Ok guys I was just lurking around LifeHacker today and found this amazing app.
https://play.google.....explorer&hl=en

It's in BETA, but I can't tell you how much I love this app already.
It has the same abilities that Root Explorer has, the root folders, changing permissions etc. BUT... this has an amazing and easy to use UI. It's so smooth that you may want to put this app in your butthole and make your dog lick it. #nobeastality

It has all the things like FTP,SFTP, SMB, multi-select, copy/paste, and even Cloud connection.
It's also FREE. Try it out, see how you like it.
If you find any drawbacks then tell me please.
I have a 98% chance of replacing this with Rootexplorer and the MIUI File explorer


----------



## lapdog01

xriderx66 said:


> Ok guys I was just lurking around LifeHacker today and found this amazing app.
> https://play.google.....explorer&hl=en
> 
> It's in BETA, but I can't tell you how much I love this app already.
> It has the same abilities that Root Explorer has, the root folders, changing permissions etc.
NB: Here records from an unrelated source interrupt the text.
PR #207, opened 2019-11-29
Allow Facebook log in to be disabled

### LINKED ISSUE #201: Disable log ins with Facebook
Until Facebook reviews and approves our app, we need to disable Facebook log ins to be able to put the site live. If this can be done with a config variable like `DISABLE_FACEBOOK_LOGIN` that can easily be switch, that would be great, but something simple and quick is most important.

jpallen:
Adds a `DISABLE_LOG_INS` env var, which if set to `facebook` will disable Facebook logins (via the `log_in_with` helpers, and show a message about it coming soon.

I'm changed `log_in_method_restricted` -> `log_in_method_unrestricted` (note the `un-`), because the semantics of this seemed to be backwards with what it actually returned. I might have missed something though.

### Screenshot with Facebook disabled

Screenshot 2019-11-29 at 10 54 26

Closes #201.

### DIFF
--- a/app/helpers/application_helper.rb
+++ b/app/helpers/application_helper.rb
@@ -58,16 +58,19 @@ module ApplicationHelper
   # will be shown but the dialog is not shown automatically.
 
   def log_in_with_facebook?
+    return false if %w[all facebook].include? ENV["DISABLE_LOG_INS"]
     return true unless params[:log_in_with]
     return %w[any facebook].include? params[:log_in_with]
   end
 
   def log_in_with_twitter?
+    return false if %w[all twitter].include? ENV["DISABLE_LOG_INS"]
     return true unless params[:log_in_with]
     return %w[any twitter].include? params[:log_in_with]
   end
 
-  def log_in_method_restricted?
+  def log_in_method_unrestricted?
+    return false if ENV["DISABLE_LOG_INS"]
     return !params[:log_in_with] || params[:log_in_with] == "any"
   end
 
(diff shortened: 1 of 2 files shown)


app/helpers/application_helper.rb
```diff
@@ -58,16 +58,19 @@ def mobile_needs_verification?
   # will be shown but the dialog is not shown automatically.
 
   def log_in_with_facebook?
+    return false if %w[all facebook].include? ENV["DISABLE_LOG_INS"]
     return true unless params[:log_in_with]
     return %w[any facebook].include? params[:log_in_with]
   end
 
   def log_in_with_twitter?
+    return false if %w[all twitter].include? ENV["DISABLE_LOG_INS"]
```
aspiers: Why disable Twitter if `ENV["DISABLE_LOG_INS"] == "facebook"`?

app/helpers/application_helper.rb
```diff
@@ -58,16 +58,19 @@ def mobile_needs_verification?
...
     return true unless params[:log_in_with]
     return %w[any twitter].include? params[:log_in_with]
   end
 
-  def log_in_method_restricted?
+  def log_in_method_unrestricted?
```
aspiers: Ah yes, you're right it was named the wrong way around.

app/helpers/application_helper.rb
jpallen: it's not, this line will disable twitter if `ENV["DISABLE_LOG_INS"] == "twitter"`

aspiers: OK you can tell I haven't had enough sleep recently ... :man_facepalming:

BUT... this has an amazing and easy to use UI. It's so smooth that you may want to put this app in your butthole and make your dog lick it. #nobeastality
> 
> It has all the things like FTP,SFTP, SMB, multi-select, copy/paste, and even Cloud connection.
> It's also FREE. Try it out, see how you like it.
> If you find any drawbacks then tell me please.
> I have a 98% chance of replacing this with Rootexplorer and the MIUI File explorer


Thanks X. giving it a spin now...but no lickin for THIS DOG


----------



## Annex

Me too. Looks pretty good. I know changing permissions on root explorer on the framework-res freezes up most of the time. Then boot loops... so will test it out... good find my dude


----------



## yosup

xriderx66 said:


> ... It's so smooth that you may want to put this app in your butthole and make your dog lick it. #nobeastality ...


Another eloquent app review brought to you by "beach rider."


----------